Your task is to show every line in the listing below that includes "must".

[[ Information given, beginning ]]

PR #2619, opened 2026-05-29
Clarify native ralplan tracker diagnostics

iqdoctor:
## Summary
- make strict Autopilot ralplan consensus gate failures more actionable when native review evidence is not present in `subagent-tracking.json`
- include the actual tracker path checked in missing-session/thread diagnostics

[[ Information given, end ]]
[[ Information given, beginning ]]

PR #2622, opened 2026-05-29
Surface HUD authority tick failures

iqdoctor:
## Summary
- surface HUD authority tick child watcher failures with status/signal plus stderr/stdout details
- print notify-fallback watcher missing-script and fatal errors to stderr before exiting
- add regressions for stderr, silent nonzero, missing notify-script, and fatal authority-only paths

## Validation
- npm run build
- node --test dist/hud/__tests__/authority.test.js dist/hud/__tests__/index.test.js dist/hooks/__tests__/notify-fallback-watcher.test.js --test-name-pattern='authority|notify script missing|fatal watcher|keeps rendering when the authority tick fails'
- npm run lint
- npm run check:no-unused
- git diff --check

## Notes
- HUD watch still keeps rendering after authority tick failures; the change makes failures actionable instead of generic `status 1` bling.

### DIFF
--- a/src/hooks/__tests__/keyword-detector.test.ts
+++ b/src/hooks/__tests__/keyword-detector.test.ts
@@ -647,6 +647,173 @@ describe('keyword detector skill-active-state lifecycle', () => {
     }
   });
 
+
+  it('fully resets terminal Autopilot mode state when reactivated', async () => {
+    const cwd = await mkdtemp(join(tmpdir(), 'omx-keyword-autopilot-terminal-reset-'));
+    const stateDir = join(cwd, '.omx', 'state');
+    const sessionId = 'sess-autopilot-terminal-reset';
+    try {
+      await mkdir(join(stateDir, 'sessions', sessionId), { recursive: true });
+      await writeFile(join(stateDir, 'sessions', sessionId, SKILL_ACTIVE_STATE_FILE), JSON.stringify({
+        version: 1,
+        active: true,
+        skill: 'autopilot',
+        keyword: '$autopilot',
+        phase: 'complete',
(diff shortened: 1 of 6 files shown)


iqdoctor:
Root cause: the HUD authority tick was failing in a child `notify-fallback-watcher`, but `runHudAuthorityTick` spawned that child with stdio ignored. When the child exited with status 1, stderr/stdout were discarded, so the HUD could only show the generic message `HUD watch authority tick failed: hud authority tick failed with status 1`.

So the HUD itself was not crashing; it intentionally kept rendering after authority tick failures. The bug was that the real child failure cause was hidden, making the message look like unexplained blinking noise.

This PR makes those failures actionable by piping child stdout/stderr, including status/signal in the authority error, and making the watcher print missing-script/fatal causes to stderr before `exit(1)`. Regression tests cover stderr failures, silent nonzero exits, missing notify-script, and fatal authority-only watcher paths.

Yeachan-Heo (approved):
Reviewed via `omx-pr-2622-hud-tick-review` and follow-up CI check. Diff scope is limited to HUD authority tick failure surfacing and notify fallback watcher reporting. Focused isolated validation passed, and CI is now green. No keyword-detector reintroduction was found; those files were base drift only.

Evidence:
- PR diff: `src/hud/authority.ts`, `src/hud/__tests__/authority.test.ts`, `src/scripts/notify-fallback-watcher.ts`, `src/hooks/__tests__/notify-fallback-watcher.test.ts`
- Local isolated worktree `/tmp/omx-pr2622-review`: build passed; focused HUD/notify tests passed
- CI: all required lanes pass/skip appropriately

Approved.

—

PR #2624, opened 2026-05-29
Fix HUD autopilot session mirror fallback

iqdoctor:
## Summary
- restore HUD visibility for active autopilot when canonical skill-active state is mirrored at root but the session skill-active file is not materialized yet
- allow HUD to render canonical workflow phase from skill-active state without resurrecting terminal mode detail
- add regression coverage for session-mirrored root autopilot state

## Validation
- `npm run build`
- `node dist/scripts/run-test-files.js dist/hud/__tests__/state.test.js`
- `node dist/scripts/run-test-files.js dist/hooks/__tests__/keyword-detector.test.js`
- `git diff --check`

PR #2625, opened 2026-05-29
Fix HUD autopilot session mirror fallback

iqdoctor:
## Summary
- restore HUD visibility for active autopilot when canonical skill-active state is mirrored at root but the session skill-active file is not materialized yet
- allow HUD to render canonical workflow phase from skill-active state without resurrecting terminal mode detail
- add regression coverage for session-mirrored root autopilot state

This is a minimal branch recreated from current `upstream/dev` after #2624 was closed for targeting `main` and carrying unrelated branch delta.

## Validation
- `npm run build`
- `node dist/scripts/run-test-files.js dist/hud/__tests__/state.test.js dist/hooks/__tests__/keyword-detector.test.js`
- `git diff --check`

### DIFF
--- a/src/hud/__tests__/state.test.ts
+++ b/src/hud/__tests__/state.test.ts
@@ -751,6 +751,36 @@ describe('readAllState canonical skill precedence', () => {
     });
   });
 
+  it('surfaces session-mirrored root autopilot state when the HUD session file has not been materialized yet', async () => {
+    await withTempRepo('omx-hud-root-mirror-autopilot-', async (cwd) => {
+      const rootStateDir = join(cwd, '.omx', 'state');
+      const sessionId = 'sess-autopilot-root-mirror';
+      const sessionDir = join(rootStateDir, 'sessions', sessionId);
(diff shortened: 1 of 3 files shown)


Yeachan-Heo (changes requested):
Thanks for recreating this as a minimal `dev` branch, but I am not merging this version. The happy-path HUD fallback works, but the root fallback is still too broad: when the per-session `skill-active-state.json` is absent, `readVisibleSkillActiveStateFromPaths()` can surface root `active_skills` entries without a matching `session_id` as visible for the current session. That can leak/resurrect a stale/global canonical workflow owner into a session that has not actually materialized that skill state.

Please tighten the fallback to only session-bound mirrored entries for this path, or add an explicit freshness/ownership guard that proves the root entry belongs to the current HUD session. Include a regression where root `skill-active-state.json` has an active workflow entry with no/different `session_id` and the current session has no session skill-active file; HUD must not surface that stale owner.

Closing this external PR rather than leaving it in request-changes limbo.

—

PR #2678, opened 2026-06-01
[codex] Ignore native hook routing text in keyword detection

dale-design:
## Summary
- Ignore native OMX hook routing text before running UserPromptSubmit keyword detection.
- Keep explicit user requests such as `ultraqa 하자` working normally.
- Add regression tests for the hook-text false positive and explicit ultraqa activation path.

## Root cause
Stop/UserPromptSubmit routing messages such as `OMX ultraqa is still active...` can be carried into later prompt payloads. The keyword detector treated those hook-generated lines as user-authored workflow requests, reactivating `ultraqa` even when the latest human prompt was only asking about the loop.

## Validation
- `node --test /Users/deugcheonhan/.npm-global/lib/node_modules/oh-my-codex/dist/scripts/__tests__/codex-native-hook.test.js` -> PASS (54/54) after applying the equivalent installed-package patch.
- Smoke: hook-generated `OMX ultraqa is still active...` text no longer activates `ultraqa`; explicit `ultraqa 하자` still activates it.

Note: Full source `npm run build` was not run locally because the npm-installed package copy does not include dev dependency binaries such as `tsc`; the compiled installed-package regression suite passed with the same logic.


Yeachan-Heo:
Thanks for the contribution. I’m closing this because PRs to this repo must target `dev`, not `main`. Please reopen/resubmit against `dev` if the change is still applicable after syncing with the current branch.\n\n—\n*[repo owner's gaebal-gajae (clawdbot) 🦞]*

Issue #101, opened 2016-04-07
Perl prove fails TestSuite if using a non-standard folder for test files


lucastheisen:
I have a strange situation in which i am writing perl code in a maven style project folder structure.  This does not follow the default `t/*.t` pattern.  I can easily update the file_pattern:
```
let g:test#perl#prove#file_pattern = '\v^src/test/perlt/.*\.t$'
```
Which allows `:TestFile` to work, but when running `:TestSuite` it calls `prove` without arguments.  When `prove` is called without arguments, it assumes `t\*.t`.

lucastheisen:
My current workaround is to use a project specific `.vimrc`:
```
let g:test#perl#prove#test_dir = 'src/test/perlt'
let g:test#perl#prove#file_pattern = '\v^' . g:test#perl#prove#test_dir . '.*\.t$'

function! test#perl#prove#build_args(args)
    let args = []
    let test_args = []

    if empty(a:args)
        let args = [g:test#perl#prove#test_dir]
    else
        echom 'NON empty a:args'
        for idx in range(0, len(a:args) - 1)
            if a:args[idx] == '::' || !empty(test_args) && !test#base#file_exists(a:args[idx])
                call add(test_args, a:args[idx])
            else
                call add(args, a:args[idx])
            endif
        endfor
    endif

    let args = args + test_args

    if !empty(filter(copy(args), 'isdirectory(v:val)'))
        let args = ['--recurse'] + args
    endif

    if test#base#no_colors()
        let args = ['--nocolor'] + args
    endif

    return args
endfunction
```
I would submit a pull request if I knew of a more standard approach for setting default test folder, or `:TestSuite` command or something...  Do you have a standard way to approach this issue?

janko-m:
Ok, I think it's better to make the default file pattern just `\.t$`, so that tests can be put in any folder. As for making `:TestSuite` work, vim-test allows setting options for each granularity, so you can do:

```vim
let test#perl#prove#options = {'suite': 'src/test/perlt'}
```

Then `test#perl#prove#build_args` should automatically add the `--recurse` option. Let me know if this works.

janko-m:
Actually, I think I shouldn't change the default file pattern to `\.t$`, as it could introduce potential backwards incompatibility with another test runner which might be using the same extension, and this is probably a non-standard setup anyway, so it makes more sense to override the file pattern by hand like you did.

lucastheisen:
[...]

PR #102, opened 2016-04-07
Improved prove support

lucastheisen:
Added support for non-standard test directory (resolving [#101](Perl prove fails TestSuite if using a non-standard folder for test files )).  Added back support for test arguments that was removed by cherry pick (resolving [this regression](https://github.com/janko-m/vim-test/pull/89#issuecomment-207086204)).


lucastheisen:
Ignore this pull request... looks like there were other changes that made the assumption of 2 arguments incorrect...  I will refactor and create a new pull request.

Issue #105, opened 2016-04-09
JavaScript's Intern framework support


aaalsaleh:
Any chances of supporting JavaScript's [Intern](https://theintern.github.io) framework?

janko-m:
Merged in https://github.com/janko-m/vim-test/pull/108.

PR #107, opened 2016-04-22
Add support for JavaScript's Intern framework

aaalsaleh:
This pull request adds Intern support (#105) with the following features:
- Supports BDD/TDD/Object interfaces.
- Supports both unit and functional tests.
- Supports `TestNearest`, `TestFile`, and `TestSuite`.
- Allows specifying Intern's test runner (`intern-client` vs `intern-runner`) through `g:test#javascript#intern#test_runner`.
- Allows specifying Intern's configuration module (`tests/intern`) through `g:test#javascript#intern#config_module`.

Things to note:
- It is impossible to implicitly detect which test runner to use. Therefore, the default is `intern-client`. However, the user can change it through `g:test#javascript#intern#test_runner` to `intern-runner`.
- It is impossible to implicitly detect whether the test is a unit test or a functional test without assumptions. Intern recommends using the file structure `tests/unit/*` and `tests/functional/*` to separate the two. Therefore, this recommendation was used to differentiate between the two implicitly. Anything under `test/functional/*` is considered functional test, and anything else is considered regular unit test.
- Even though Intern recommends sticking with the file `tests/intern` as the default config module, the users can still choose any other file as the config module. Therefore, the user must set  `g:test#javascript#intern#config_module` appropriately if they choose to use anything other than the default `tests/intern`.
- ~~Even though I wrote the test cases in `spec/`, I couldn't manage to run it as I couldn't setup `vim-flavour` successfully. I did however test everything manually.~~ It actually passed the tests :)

[[ Information given, end ]]

Task answer —
Please tighten the fallback to only session-bound mirrored entries for this path, or add an explicit freshness/ownership guard that proves the root entry belongs to the current HUD session. Include a regression where root `skill-active-state.json` has an active workflow entry with no/different `session_id` and the current session has no session skill-active file; HUD must not surface that stale owner.
Thanks for the contribution. I’m closing this because PRs to this repo must target `dev`, not `main`. Please reopen/resubmit against `dev` if the change is still applicable after syncing with the current branch.\n\n—\n*[repo owner's gaebal-gajae (clawdbot) 🦞]*
- Even though Intern recommends sticking with the file `tests/intern` as the default config module, the users can still choose any other file as the config module. Therefore, the user must set  `g:test#javascript#intern#config_module` appropriately if they choose to use anything other than the default `tests/intern`.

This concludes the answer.